Tuesday, 22 May 2012

A Welsh Whitewashed Cottage


The whitewashed end to this Welsh cottage was part of my childhood. It had electricity, but not water. A chemical toilet in the stinging-nettle garden, no bathroom, two small bedrooms and a tiny kitchen at the bottom of the stairs. My parents rented it for one shilling and sixpence a week, or seven and a half new pence. 










Thursday, 17 May 2012

The Road to Nowhere.

The Road to Nowhere, a short story by Simon Bor, is available to read HERE.


Some strong language is used.



The previous blog entry, documenting the inspiration of this story, can be found HERE.






Wednesday, 16 May 2012

Instant Magic; My Polaroid days.


My first instant camera, taken by my iPhone, my latest instant camera.

I started making animated films while still at school. Cutout films were produced in my back garden with my Standard 8mm and later, Super 8 home movie cameras, and featured changing lighting conditions and gusts of wind that blew legs and arms away from my characters.

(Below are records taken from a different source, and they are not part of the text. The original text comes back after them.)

PR #6382, opened 2025-06-25
Refactor how we handle non-scoped/scoped revisions in RevisionDataManager

gabina:
## What this PR does

This PR refactors how we handle non-scoped/scoped revisions. Before this PR, we maintained both hashes in memory (one with all the revisions, one with only scoped revisions). When creating revisions, we used to set the scoped field based on a private `RevisionDataManager` method called `scoped_revision?`, that basically checked if the given revision is in the scoped revisions hash.

After this PR, instead of having two hashes in memory, we only keep one (with all revisions), but adding a new `scoped` field inside the article data. Example:
```
[
        [ "55345266",
        { 
                "article"=>{"mw_page_id"=>"55345266", "title"=>"Ragesoss/citing_sources", "namespace"=>"2", "wiki_id"=>1, "scoped"=>true},
                "revisions"=>
                [
                        {"mw_rev_id"=>"849116430", "date"=>Fri, 06 Jul 2018 16:58:15 +0000, "characters"=>"569", "mw_page_id"=>"55345266", "username"=>"Ragesoss", "new_article"=>"false", "system"=>"false", "wiki_id"=>1}, 
                        {"mw_rev_id"=>"849116480", "date"=>Fri, 06 Jul 2018 16:58:46 +0000, "characters"=>"17", "mw_page_id"=>"55345266", "username"=>"Ragesoss", "new_article"=>"false", "system"=>"false", "wiki_id"=>1}, 
                        {"mw_rev_id"=>"849116533", "date"=>Fri, 06 Jul 2018 16:59:17 +0000, "characters"=>"19", "mw_page_id"=>"55345266", "username"=>"Ragesoss", "new_article"=>"false", "system"=>"false", "wiki_id"=>1}, 
                        {"mw_rev_id"=>"849116572", "date"=>Fri, 06 Jul 2018 16:59:37 +0000, "characters"=>"6", "mw_page_id"=>"55345266", "username"=>"Ragesoss", "new_article"=>"false", "system"=>"false", "wiki_id"=>1}
                ]
        }
        ]
]
 
```     

This reduces the memory used for allocating revisions, although for many courses it should not be such a large amount of memory (since they are unscored revisions). However, I believe it was an inefficient approach. These changes also mean that the `CustomRevisionFilter` module does not longer need to know about the complex structure of these hashes, keeping the logic more encapsulated.


gabina:

PR #6384, opened 2025-06-25
[WIP] Remove ApplicationRecord inheritance for Revisions

gabina:
## What this PR does
WIP

### DIFF
--- a/app/models/wiki_content/revision_on_memory.rb
+++ b/app/models/wiki_content/revision_on_memory.rb
@@ -1,15 +1,43 @@
 # frozen_string_literal: true
 
+#  id                :integer          not null, primary key
+#  characters        :integer          default(0)
+#  created_at        :datetime
+#  updated_at        :datetime
+#  user_id           :integer
+#  article_id        :integer
+#  views             :bigint           default(0)
+#  date              :datetime
+#  new_article       :boolean          default(FALSE)
+#  deleted           :boolean          default(FALSE)
+#  wp10              :float(24)
+#  wp10_previous     :float(24)
+#  system            :boolean          default(FALSE)
+#  ithenticate_id    :integer
+#  wiki_id           :integer
+#  mw_rev_id         :integer
+#  mw_page_id        :integer
+#  features          :text(65535)
+#  features_previous :text(65535)
+#  summary           :text(65535)
+
 class RevisionOnMemory
   include ActiveModel::Model
+  include ActiveModel::Attributes
   # Helps with importing data
   alias_attribute :rev_id, :mw_rev_id
 
   validates :mw_page_id, presence: true
   validates :mw_rev_id, presence: true
 
-  attr_accessor :mw_rev_id, :date, :characters, :article_id, :mw_page_id, :user_id, :new_article,
-                :system, :wiki_id, :scoped, :features, :features_previous, :summary, :error
+  attribute :mw_rev_id, :integer
+  attribute :features, default: -> { {} }
+  attribute :features_previous, default: -> { {} }
+  attribute :summary, default: -> { {} }
+
+  attr_accessor :date, :characters, :article_id, :mw_page_id, :user_id, :new_article,
+                :system, :wiki_id, :scoped, :error,
+                :wp10, :wp10_previous, :deleted
 
   ####################
   # Instance methods #
--- a/app/models/wiki_content/revision_on_memory.rb
+++ b/app/models/wiki_content/revision_on_memory.rb
@@ -34,8 +34,9 @@ class RevisionOnMemory
   attribute :features, default: -> { {} }
   attribute :features_previous, default: -> { {} }
   attribute :summary, default: -> { {} }
+  attribute :characters, :integer, default: 0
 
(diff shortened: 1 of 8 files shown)


app/services/update_wikidata_stats_timeslice.rb
```diff
@@ -77,7 +77,7 @@ def initialize(course)
   # Returns the updated array.
   def update_revisions_with_stats(revisions)
     # We will only use the diff stats for in-scope revisions, and this is very slow.
-    revision_ids = revisions.select(&:scoped).pluck(:mw_rev_id)
+    revision_ids = revisions.select(&:scoped).map(&:mw_rev_id)
```
gabina, line 80: pluck only works for active records

app/models/alert.rb
```diff
@@ -118,6 +117,15 @@ def user_contributions_url
     courses_user&.contribution_url
   end
 
+  # Returns the web diff url for the revision, e.g.,
+  # https://en.wikipedia.org/w/index.php?title=Eva_Hesse&diff=prev&oldid=655980945
+  # Note: this will break the url for old alerts
+  def revision_url
+    return if article.nil? || revision_id.nil?
+    title = article.escaped_full_title
+    "#{article.wiki.base_url}/w/index.php?title=#{title}&diff=prev&oldid=#{revision_id}"
```
gabina, line 126: Something that took my attention is that `revision_id` field contains internal revision ids in some cases and mediawiki revision ids in other cases. Example:

- Alert id 79361. Article id 52464555 (Mohammad_Reza_Zahedi). Revision id 4347612. Type `DiscretionarySanctionsEditAlert`. The url would fail in this case because the mediawiki revision id is [1217351095](https://en.wikipedia.org/w/index.php?title=Mohammad_Reza_Zahedi&oldid=1217351095).
- Alert id 80419. Article id 773674490 (Suzan_Daniel). Revision id [1277251385](https://en.wikipedia.org/w/index.php?title=Suzan_Daniel&oldid=1277251385). Type `DeUserfyingAlert`. The url would fail in this case because `revision_id` is a real wikimedia revision id.

gabina: Notice that all the alerts created with `revision_id` different from null right now are using media wiki revision ids, as we refactored them to work without revisions table. However, some historical alerts may have an incorrect revision url.

ragesoss: Noted. I think this is okay.

gabina:

app/models/wiki_content/revision_on_memory.rb
```diff
@@ -0,0 +1,56 @@
+# frozen_string_literal: true
+
+class RevisionOnMemory
+  include ActiveModel::Model
+  include ActiveModel::Attributes
```
ragesoss, line 7: It would be helpful to include some explanation of what features from these two modules that we are relying on, as later on we might want to try to remove them if the required methods are narrow enough.

gabina:
> This looks great. I note that there's one other stray bit of dead code related to the dyk_eligible json template: fetchDykArticles in api.js. May as well remove that now as well.

Good find. Done in af95b0608b53138ad908c51a0a4921f45b32747a

app/models/wiki_content/revision_on_memory.rb
gabina: Good point. In fact, I just replaced the `ActiveModel::Model` inclusion to `ActiveModel::Validations` since it looks more specific. I think we only need this to define validations and attributes. Let's see if specs pass. BTW, I'm not sure if validations and attribute aliases are really necessary now, but I'm afraid of removing them and breaking something. I mean, I suspect we'd even be okay with just this:

```
class RevisionOnMemory
  # Include this to define attributes
  include ActiveModel::Attributes

  attribute :mw_rev_id, :integer
  attribute :features, default: -> { {} }
  attribute :features_previous, default: -> { {} }
  attribute :characters, :integer, default: 0

  attr_accessor :date, :article_id, :mw_page_id, :user_id, :new_article,
                :system, :wiki_id, :scoped, :error, :summary,
                :wp10, :wp10_previous, :deleted
```

Check commit 53b265aaf4fc48892c468c49e5dab2f6cb5b1f32.

ragesoss: yeah, whether and how we were using validations is the main thing I was wondering about. It's fine to be conservative about not breaking anything for the initial implementation, but we have at least one test (I think?) that goes through the entire stats generation process, so it should be relatively safe to remove anything that doesn't break the tests.

gabina: Well.. specs did their. It looks like we do need the `ActiveModel::Model` inclusion because it adds the initializer.

As regards the validations, although we have specs, I was afraid that it would be used if some API response did not contain a field because of an error or something like that. However, it seems that such validations were added many years ago (commit e57e2bafc58cc69f496ff3791511872344e207bb) after refactoring revisions, articles, or wikis. 

I'm re-including `ActiveModel::Model` but deleting the validations. Let's see if specs pass. I'm keeping attribute aliases. Commit b46090f5c94fc252d501b24be07704b2e8bb5746

PR #545, opened 2019-04-28
Support Django 2.2

adamchainz:
* Add HISTORY note and update installation instructions
* Add 2.2 to tox testing grid
* Update `classifiers` in `setup.py`


adamchainz:
Need to move to Xenial first to get latest SQLite.

adamchainz:
Xenial done in #548

PR #548, opened 2019-04-28
Move Travis testing to Xenial

adamchainz:


adamchainz:
I've just had another look, configuring the MySQL xenial repo is a pain since MySQL 5.6 has disappeared from there. I think using dbdeployer is the answer here, as per https://www.dbdeployer.com/ . Or maybe docker?

PR #596, opened 2019-12-06
Fix GroupConcat to put ORDER BY before SEPARATOR

tuky:
Otherwise you end up with a syntax error if you set both, `separator` and `ordering`!

https://dev.mysql.com/doc/refman/5.7/en/group-by-functions.html#function_group-concat


adamchainz:
Thanks for the fix. I've simplified the test and added a HISTORY note and will merge shortly.

adamchainz:
Released in version 3.3.0, thanks! https://pypi.org/project/django-mysql/3.3.0/

tuky:
Awesome, thanks!

Issue #610, opened 2020-02-09
Faster TransactionTestCase


jonatron:
I had an issue where `TransactionTestCase` was very slow with MySQL. Upon profiling, I found that `TRUNCATE`ing all tables was taking a significant amount of time. I wrote a `TransactionTestCase` SubClass to only `TRUNCATE` tables that aren't empty. Would you like a Pull Request for this?

adamchainz:
Sure, if you’re willing to add docs too!

PR #611, opened 2020-02-10
faster transaction test case

jonatron:
For issue #610 .

### DIFF
--- a/docs/test_cases.rst
+++ b/docs/test_cases.rst
@@ -1,0 +1,14 @@
+.. _test_cases:
+
+==============
+Test Cases
+==============
+
+.. currentmodule:: django_mysql.test.cases
+
+The following can be imported from ``django_mysql.test.cases``.
+
+
+.. class:: FasterTransactionTestCase
+
+    If you have many tables, TransactionTestCase can be slow because Django executes ``TRUNCATE`` on every table after every test. FasterTransactionTestCase will only ``TRUNCATE`` non-empty tables.
--- a/src/django_mysql/test/cases.py
+++ b/src/django_mysql/test/cases.py
@@ -1,0 +1,102 @@
+from __future__ import unicode_literals
+
+import sys
+
+from django.apps import apps
+from django.db import connections, transaction
+from django.db.models.fields import AutoField
+from django.core.management.base import CommandError
+from django.core.management import call_command
+from django.test import TransactionTestCase
+from django.utils import six
+
+
+models_without_auto_inc = []
+
+
+def find_models_without_auto_inc():
+    all_models = apps.get_models()
+    for model in all_models:
+        fields = model._meta.fields
+        has_auto = False
+        for field in fields:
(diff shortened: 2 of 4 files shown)


docs/test_cases.rst
```diff
@@ -0,0 +1,14 @@
...
+==============
+Test Cases
+==============
+
+.. currentmodule:: django_mysql.test.cases
+
+The following can be imported from ``django_mysql.test.cases``.
+
+
+.. class:: FasterTransactionTestCase
```
jonatron: Not that familiar with readthedocs, but class doesn't link to source for me?

src/django_mysql/test/cases.py
```diff
@@ -0,0 +1,102 @@
...
+                    self.serialized_rollback and
+                    hasattr(connections[db_name], '_test_serialized_contents')
+                )
+            )
+            connection = connections[db_name]
+            if "mysql" in connection.settings_dict['ENGINE']:
+                tables = connection.introspection.django_table_names(only_existing=True, include_views=False)
+                schema_name = connection.settings_dict['NAME']
+
+                # auto_increment is reliable, but table_rows isn't
```
jonatron: From what I can tell, this is true, but it'd be good if someone familiar with MySQL internals could confirm.

adamchainz: It's true it's unreliable. Therefore I think this isn't safe in the general case, since a table with a non-auto-inc PK could be reported as empty when not, and then not truncated. You could do `select 1 from x limit 1` on those tables that returned 0. And even `union` together such queries, in batches, to fetch details for multiple tables in one batch, e.g. for two tables:

```
chainz@localhost [14]> (select 't' as has_rows from t limit 1) union (select 't2' as has_rows from t2 limit 1);
+----------+
| has_rows |
+----------+
| t2       |
+----------+
1 row in set (0.001 sec)
```

adamchainz: Also `delete from` can be faster for low row counts, since it doesn't physically recreate the table on disk. With a single row table:

```
chainz@localhost [21]> truncate t2;
Query OK, 0 rows affected (0.005 sec)

chainz@localhost [22]> delete from t2;
Query OK, 0 rows affected (0.000 sec)
```

I think even this optimization would work, using estimated `row_count` - `delete from` for small tables, `truncate` for big ones.

jonatron:
Thanks for taking a look, there's some good further speed improvements. This might be too niche to be merged anywhere, I'll have a think.

adamchainz:
> This might be too niche to be merged anywhere, I'll have a think.

I'd love to see it in Django core!

adamchainz:
I went ahead and made tickets that point back here:

https://code.djangoproject.com/ticket/31275 - "Optimize MariaDB/MySQL sql_flush"

https://code.djangoproject.com/ticket/31276 - "Add 'flush' option to only clear non-empty tables"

While I waited ten days for the results to come back from Kodak, I would create a more instant form of storytelling. My Polaroid camera was used to take stills to illustrate my early storytelling. They are far too embarrassing to publish, but still exist. Looking at these small black and white photos, I can still recall the excitement as, aided by the waft of chemical, I peeled back the grey paper to reveal my latest attempt at photography. And they haven't even faded after forty years.



Monday, 14 May 2012

New homes occupied five years after building


This is an update to a previous story on the blog.

In The first swallow of 2012, I told of how we were required to build nesting ledges for swallows, when converting our barn five years ago. There are a dozen of these ledges, and for the first time, one of them is in use this year.

We have about five or six breeding pairs of swallows this year, around the same number as last year, and hope that more ledges will be used over the next few years.


Monday, 7 May 2012

Sounds from Vinyl Groves


Plain-paper-wrapped vinyl 45 rpm singles were part of my youth.

It started with "She Loves You" by the Beatles, bought for me by my father after Beatlemania  reached my primary school in Wales.

The first record I bought for my self was "The Last Train to Clarkesville" by the Monkees.

As the drug scene of the sixties got its hold on pop music, my parents dissuaded me from buying records, but by the early seventies collections of singles by Slade, T-Rex, Wizzard and Roxy Music started to grow in my bedroom, augmented by LPs from former Beatles, Focus, Eno, Pink Floyd, David Bowie and Doctor Feelgood.

By the mid seventies, the plain wrappers started to be replaced by printed designs. At first just for special releases, but soon this was to be the norm.

Then there was punk from The Sex Pistols, The Damned, The Clash and The Stranglers. The DIY era of the 45 had arrived. Soon my family was involved in the industry. My brother's band "The Users" releasing a couple of singles, then my sister's group "Dolly Mixture" releasing a string of singles before hitting No1 as backing vocals to Captain Sensible's "Happy Talk".

The last single I bought was "Two Tribes" by Frankie Goes to Hollywood, but I continued to buy LPs throughout the eighties until the fateful day when the new CD player was installed. The age of crackles, skipped groves and fluffy needles was over.